== COLLECTED DATA
PR #2444, opened 2019-08-30
Added esri groups policies.

### LINKED ISSUE #2436: Add group-based registry access control policies
An Esri portal has group-based access control to each data item. Magda authz needs to replicate the same access control on harvested items.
====
▶ WHAT TO WORK ON
Copy every line of the material in which the word "control" occurs.

▶ EXERCISE RESULT
### LINKED ISSUE #2436: Add group-based registry access control policies
An Esri portal has group-based access control to each data item. Magda authz needs to replicate the same access control on harvested items.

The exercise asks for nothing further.